Tess reached out and ran her hand over the concrete wall. It was cold and smooth. Like a corpse after all the muscles had relaxed. Cracks ran through the concrete and mottled stains clung to it as if desperate not to fall to the floor and be swept away like garbage.

Fortunately for her sanity, killing had become easier. It had had to – she knew it was the only way she’d be able to make it through what she had to do back home.

So, week after week, she’d sought out targets. They’d all deserved it – she’d made damn sure of that – so she felt no shame, no guilt, no regret.

Consciously.

Subconsciously?

Hell, the dark corners of the human mind could create nightmares for even the purest of hearts.

And then came that night with Su Lin.

Everything changed that night.

Everything.

Tess strode out of the gas chamber and back outside, where she squinted at the bright sunshine flooding the crystal blue sky. Warmth once more caressed her, yet she again shivered. It was as if her subconscious wanted to shake off the horrors it had just experienced the same way a dog shakes off water.

At the entrance, she passed a tour group waiting to go into the chamber, their group leader explaining in Japanese over wireless headsets what they were about to see.
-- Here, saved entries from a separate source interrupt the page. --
PR #2532, opened 2024-09-23
Add a new guide about the MemorySheet

thejud:
Per issue https://github.com/saulpw/visidata/issues/2313 . Add a guide for the MemorySheet

### DIFF
--- a/visidata/guides/MemorySheet.md
+++ b/visidata/guides/MemorySheet.md
@@ -1,17 +1,7 @@
 # The Memory Sheet 
 
-The MemorySheet provides a place to save cell values for later reference. It is also used by Visidata to store clipboard data when rows, cells or columns are copied.
-
-Create a memo entry from the value of a current cell.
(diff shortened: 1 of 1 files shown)


anjakefala (approved):
Wow, thank you! I'm curious, have you played with Memory Sheet? Do you find it helpful? How do you use it?

thejud:
I actually only used it because I saw it in the guide list and wondered what it did. I initially thought it might be useful to keep track of values as I worked through a set of data transformations, sort of like a little notebook or scratch pad. However, I was thinking that I might drop a few named rows in, etc... However, it probably makes sense just to create new sheets for this use case.

For the individual values, it still might be useful for quick storage. I would potentially like to try out shortcuts that save values to a particular place, like named registers in vim. This could probably be done with some macros and keybindings. 

As I was poking around with the writing the guide, I discovered that the the memory sheet provides a way to introspect the internal clipboard contents.

The short answer is that I haven't really found a way to use it effectively yet, but I produced the guide to document it since I was curious :)

PR #2534, opened 2024-09-23
Add a FrequencyTable Guide

thejud:
Per issue https://github.com/saulpw/visidata/issues/2313 Add a new FrequencyTable guide

For Anja:
- [x] Add numeric binning

### DIFF
--- a/visidata/aggregators.py
+++ b/visidata/aggregators.py
@@ -273,7 +273,7 @@ def chooseAggregators(vd):
             vd.warning(f'aggregator does not exist: {aggr}')
     return aggrs
 
-Sheet.addCommand('+', 'aggregate-col', 'addAggregators([cursorCol], chooseAggregators())', 'Add aggregator to current column')
+Sheet.addCommand('+', 'aggregate-col', 'addAggregators([cursorCol], chooseAggregators())', 'add aggregator to current column')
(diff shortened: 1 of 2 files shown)


thejud:
I'm working on revisions to this based on the PivotTable feedback. I plan to make it more reference-focused, with examples moved to the end.

anjakefala:
@thejud Ah okay! Is this ready for review?

thejud:
yes, but happy to revise per any guidance you have. I tried to make some of the changes you made to other documents, condensing, removing some of the expository text, etc...

anjakefala:
@thejud and I very much appreciate it <3

thejud:
lots of good cleanup. This one was quite challenging!
I thought that some of the usage notes, like extracting unique values, would be very helpful to new users. Also, select first rows is useful for solving other types of problems. Where would it make sense to put usage notes and tips like that? I was thinking that the guides would be a good place to go a bit deeper, and point out some things that might otherwise be missed/forgotten even for non-newbies.

anjakefala:
Hi @thejud!

I wanted to let you know that even if there are a lot of changes, please do not be discouraged. We are so, so grateful for you figuring out the structure and the bones for these guides. Without the structure you create my edits would not exist. And yes, tackling Frequency Table is especially a challenge.

> I thought that some of the usage notes, like extracting unique values, would be very helpful to new users.

It's a conundrum...that was difficult to wrap my head around. I think our original how to guides were this type of content: example workflows. Now that we have the guides, perhaps it makes sense to retire the bulk of the how to guides, and have an indexed page where we collect stuff like this. Let's bring it up in the discord.

I'm not against including them in guides.

Issue #2466, opened 2024-07-20
Guides: URL not working


reagle:
I am working on `TypesSheet.md` with the following content:

```
# Types

Columns usually begin as untyped (`anytype`), but can be set.

- {help.commands.type-any}
- {help.commands.type-currency}
- {help.commands.type-date}
- {help.commands.type-float}
- {help.commands.type-int}
- {help.commands.type-len}
- {help.commands.type-string}

*Note*: `float` uses the decimal separator; `currency` removes non-numeric characters and parses as float; `date` parses dates into ISO8601 format; `len` formats the cell value to the length of the content. See 
[:onclick https://www.visidata.org/docs/columns/]Columns[/].
```

I am not seeing a result: "Columns" is not differentiated, and when I click on it with mouse I get a warning. See [#2456](https://github.com/saulpw/visidata/issues/2456#issuecomment-2239001172) for screenshots.

======

saul.pw/VisiData v3.1dev on macOS 14.5 23F79 arm64

saulpw:
Thanks for reporting this, @reagle.  It should be fixed now.

Issue #2456, opened 2024-07-17
Guides: do guides support markdown tables? If so, which?


reagle:
The following markdown is not rendered in the guide, does it support markdown tables?

```markdown

| Command |   Type   |
|---------|----------|
| `~`     | string   |
| `#`     | int      |
| `%`     | float    |
| `$`     | currency |
| `@`     | date     |
| `z#`    | vlen     |
| `z~`    | anytype  |

```

saulpw:
No; we use simple lists instead.  And there's a helpful macro to turn a longname into a standard form with the keystroke and helpmsg, which is what we should use in this case I think.

reagle:
Thanks, I've realized the markdown is very limited -- not even nested bullets -- but that's probably fine for the task.

reagle:
What about openable URLs? For example, in the `TypesSheet.md` I submitted it could be useful to continue on to <https://www.visidata.org/docs/columns/> for more information.

anjakefala:
Here's an example of openable URLs =) 

> See [:onclick https://docs.python.org/3/library/codecs.html#standard-encodings]https://docs.python.org/3/library/codecs.html#standard-encodings[/]

reagle:
Thank you, I see that's in the [Guide Style Guide](https://www.visidata.org/docs/api/style). I added the following, but am not seeing a result:

> *Note*: `float` uses the decimal separator; `currency` removes non-numeric characters and parses as float; `date` parses dates into ISO8601 format; `len` formats the cell value to the length of the content. See 
[:onclick https://www.visidata.org/docs/columns/]Columns[/].

"Columns" is not differentiated, and when I click on it with mouse I get a warning.

<img width="377" alt="SCR-20240719-hqnj" src="https://github.com/user-attachments/assets/d208bbc6-bed3-4a33-b485-e98698c0535a">
<img width="373" alt="SCR-20240719-hqld" src="https://github.com/user-attachments/assets/7a2938ea-c0d2-41f0-9739-95105fc95f11">

anjakefala:
Could you open a new bug report?

PR #2536, opened 2024-09-24
Add the PivotGuide

thejud:
Per issue https://github.com/saulpw/visidata/issues/2313 Add a new PivotGuide

### DIFF
--- a/visidata/guides/PivotGuide.md
+++ b/visidata/guides/PivotGuide.md
@@ -1,77 +1,86 @@
+---
+sheet: Sheet
+---
 # Pivot Tables are just Frequency Tables with more columns
 
 Pivot Tables group data by two or more fields. They display one set of values as column headings, another set as row headings, and compute aggregates like the sum or total count for each cell.
 
-```
-+------------+-------+-------+
-| date       | color | price |
-+------------+-------+-------+
-| 2024-09-01 | Red   | 30    |
-| 2024-09-02 | Blue  | 28    |
-| 2024-09-02 | Green | 64    |
-| 2024-09-03 | Red   | 100   |
-| 2024-09-03 | Blue  | 33    |
-| 2024-09-03 | Blue  | 99    |
-+------------+-------+-------+
-```
-
-Pivoting on the `date` and `color` columns produces a pivot table that shows how many items of each color were sold each day. Note that here, only the row count, not the sum of prices, is computed for each cell.
-
-```
-+------------+-----+------+-------+
-| date       | Red | Blue | Green |
-+------------+-----+------+-------+
-| 2024-09-01 | 1   | 0    | 0     |
-| 2024-09-02 | 0   | 1    | 1     |
-| 2024-09-03 | 1   | 2    | 0     |
-+------------+-----+------+-------+
-```
-
 ## Create a Pivot Table
 
-To create a pivot table, 
+1. Set the primary column(s) as `key columns`. These values will appear along the left side as row headings.
 
-1. set the primary column(s) as `key columns`. These values will appear along the left side as row headings.
 - {help.commands.key_col}
 
-2. The default aggregation provides a total count of the items in each cell. Create any other aggregation columns before building the pivot table. Each aggregation will add a column for each of the pivot columns, (for example sum Red, mean Red, sum Blue, mean Blue, etc.).  
+2. **OPTIONAL** The default aggregation method for pivot cells is `count`. Create any other aggregation columns ( with [:keys]+[/]) before building the pivot table. Each aggregation adds a column for every pivot column. See **Examples** below.
 
-If custom aggregations have been added, the default 'total count' aggregation will not be computed.
+Note: Custom aggregations replace the default `count` aggregation.
+
 - {help.commands.aggregate_col}
 
-3. Navigate to the column that you want to use as the column headings in your pivot table, and create the pivot table:
+3. Navigate to the column containing the pivot column values. 
+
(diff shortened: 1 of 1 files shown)


saulpw:
Hey @thejud, I don't think we should have these bulky tables in the Guides.  The VisiData renderer can't handle them anyway.  Do you think there's a way to condense this?  This one might be pretty tricky.

thejud:
Hey @saulpw: Yes, I was torn about the tables. However, for melt and pivot in particular, seeing what happens was the best way for me to understand what was going on. I actually previewed them within VD to ensure that they would render.

Do you mean that these guides are simply too text heavy, or that the tables themselves are problematic because of wrappings, etc.., or both :)

Do you have suggestions about what you'd like to see?

image

thejud:
I'll try the following. Please met me know if this makes sense, or if you prefer alternatives:

1. Remove the Melt section... there is a separate guide for that anyway.

2. Remove the tables. 
    - Alternatively, would it be ok to simply condense them, e..g 2 char column names, less space, etc.. so they only take up, say 40 chars of width max?
    - Do you not want to have this sort of visual complexity (text tables) in the guides at all?

3. Condense/clean up some of the explanatory text. Looks like the intent of the guide is more like a quickref: show HOW to do specific things that the user knows about, not explain capabilities or concepts like pivot tables.

saulpw:
Yes, that makes sense.  "See also Melt" to reference the (currently non-existant) page.  And it's true, I don't like the visual clutter of the tables in the Guides, but I don't use the Guides so we're asking on Discord about whether the tables should be condensed or removed; 40 wide by 8 tall would be my suggested max, and using underline for the header and no outer border (borders only between cells).

Also, yes, I think we should only have explanatory text for features that are special/unique to VisiData.  If it's a term that can be easily looked up with a thousand examples on the web, then we don't need to be a tutorial (and that text gets in the way for people who already know about data, which are most VisiData users).

thejud:
Something like:

```
date       | color | price
-----------+-------+------
2024-09-01 | Red   | 30   
2024-09-02 | Blue  | 28   
2024-09-02 | Green | 64   
2024-09-03 | Red   | 100  
2024-09-03 | Blue  | 33   
2024-09-03 | Blue  | 99   
```

or even more minimal like:

```
date       Red Blue Green
2024-09-01 1   0    0
2024-09-02 0   1    1
2024-09-03 1   2    0
```

Note that I chose the original format because it is the most explicit, and because it is both easy to parse and easy to generate using miller (mlr)... I can easily write filters to clean it up to whatever, however.

As a (possible) point of interest, I generated and edited the table in visidata, copied it to the system clipboard as TSV (gs gY), pasted it into vim where I am writing the guide, and then filtered it through `mlr --t2p --barred cat` to transform TSV into pretty format with bars.

saulpw:
Could we do:

```
[:underline]date      | Red | Blue | Green[:]
2024-09-01 | 1 |  0  |  0
2024-09-02 | 0 |  1  |  1
2024-09-03 | 1 |  2  |  0
```

with spaces such that everything lines up?

reagle:
When I was working on a guide I asked about this in #2456 when I realized Guide's didn't support URLs (#2466), nested lists, nor simple tables. Actual markdown support (while adopting a syntax for visidata internals, such as commands) would be ideal, especially if Guides are supposed to be the source of downstream documentation, but that might be a significant effort in itself. (I imagine there are simple libraries in python with permissive licenses.)

With an eye toward markdown compatibility and future support, perhaps use a [standard/extent formats for tables](https://pandoc.org/MANUAL.html#tables) format rather than inventing a new one (e.g., [:underline] for heading row).

thejud:
yes, I definitely prefer a 'plain-text  compatible' format for tables. That's one of the reasons that I avoid the markdown table flavors: columns aren't always visually aligned. The pandoc format seems reasonable and does offer formatting benefits (left, center and right + multi-line cells.) Pandoc also appears to support variants of the "pipe format" that I used.

I wanted something that could be automatically converted back and forth for ease of maintenance, both during initial authoring and for future updates. I'm not quite sure about the tooling flow for converting TSV/CSV <-> pandoc tables, as I haven't worked with pandoc much.

That's part of the reason I shared the mlr workflow, since it seems like a ~standardized~ scriptable way of generating AND parsing the table. I haven't played with VisiData's fixed-width input format, but using VD itself to parse the table is intriguing.

anjakefala:
Hi @thejud Do you have everything you need to update this guide? There seemed to be a definite consensus of tables being welcome in the guides. Have you settled on a style from the conversations?

thejud:
@anjakefala  thanks for putting it ~to the vote~ up for comments :)

I added a simplified version of the tables. Hopefully this is reasonable middle ground. For what it's worth, I ended up running the TSV output through the python tabulate command with `pbpaste | tabulate -s '\t'`. There were some minor formatting cleanups required, but it seems reasonable given the infrequent need to update them.

I also moved the examples to a separate section at the end of the document with the idea that they could be additive, not interfere with quick lookup. This is an approach that pandas takes for their examples, which I find extremely helpful.

LMK if the example table should be added to the example data repository, or if it's fine existing only in the docs.

Thank you and @saulpw for working through these issues with me.

anjakefala:
I loved the example @thejud and the step-by-step guidance! We tried to clarify the description of Pivot Tables (they are so challenging to describe), and restructure the example prose to be `key (longname) to Foo`.

Those were the main things. Thank you so much for tackling these chunkier guides!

Turning left and then right, Tess cut between the two barbed wire perimeter fences and back into the primary part of the complex. There, she ambled along the main tree-lined avenue into the heart of Auschwitz.

On either side of the avenue stood two-story red brick buildings in which the prisoners had been housed. These had been a shock – she’d expected wooden shacks like she’d seen in old prisoner-of-war movies. But the luxuriousness of these buildings’ construction belied their purpose. It was in one of these buildings that the genocide had started, where the Nazis had first tested the pesticide Zyklon B to see if it killed people as easily as it killed bugs.

Yes, the killing had all started here.

Just as it had all started for her in Shanghai.

That was where it had almost ended too.

It was Cheng Chao-An who’d saved her. He’d taught her not just how to go on functioning in society, but how to see what she had to do and know exactly how to do it – all without tormenting herself with questions for which there could be no satisfactory answer to a ‘civilized’ mind. If not for her time in the mountains, her thoughts would have haunted her, paralyzed her, brought her crashing to her knees mentally, if not physically.